▶ **Exercise aim**: The output should be every line below that includes the word "await".

(Dataset items)
━━━━
PR #638, opened 2023-10-05
fix(resource-detector): map metadata server's instanceID to faas.id instead of faas.instance_id

aabmass:
This matches the current Go/collector impl:
- [`faas.go` in operations-go](https://github.com/GoogleCloudPlatform/opentelemetry-operations-go/blob/6b51e22bb5a89706db8e631469b1a491a0a693c3/detectors/gcp/faas.go#L90-L93)
- [`gcp.go` in collector-contrib](https://github.com/open-telemetry/opentelemetry-collector-contrib/blob/21ee863aaf7e4d19821927d5108fdf7dd720ec0c/processor/resourcedetectionprocessor/internal/gcp/gcp.go#L83)

This looks like a bug copied from the original Go impl https://github.com/GoogleCloudPlatform/opentelemetry-operations-go/blob/4e508ee3bbb979320283005464642e7d1afd0842/detectors/gcp/faas.go#L59-L62

### DIFF
--- a/packages/opentelemetry-resource-util/src/detector/detector.ts
+++ b/packages/opentelemetry-resource-util/src/detector/detector.ts
@@ -66,37 +66,35 @@ async function gkeResource(): Promise<Resource> {
 }
 
 async function cloudRunResource(): Promise<Resource> {
-  const [faasName, faasVersion, faasInstance, faasCloudRegion] =
-    await Promise.all([
-      faas.faasName(),
-      faas.faasVersion(),
-      faas.faasInstance(),
-      faas.faasCloudRegion(),
-    ]);
+  const [faasName, faasVersion, faasId, faasCloudRegion] = await Promise.all([
+    faas.faasName(),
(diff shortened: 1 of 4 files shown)


aabmass:
Ok now this causes tests to fail because the e2e test runner is expecting `faas.instance` after all: https://github.com/GoogleCloudPlatform/opentelemetry-operations-e2e-testing/blob/d72a3b50c2e9506009c89a831b435c795edcb9c8/trace_test.go#L258

And that is what we send in SDK detector: https://github.com/open-telemetry/opentelemetry-go-contrib/blob/8a2f8cfc4ac7dd7b9c1771cfbff2676f7777652e/detectors/gcp/detector.go#L63C25-L63C25

Will open a separate issue to discuss

aabmass:
Oops I'm just confused https://github.com/GoogleCloudPlatform/opentelemetry-operations-go/issues/679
━━━━
▶ **Task result**:
-    await Promise.all([
+  const [faasName, faasVersion, faasId, faasCloudRegion] = await Promise.all([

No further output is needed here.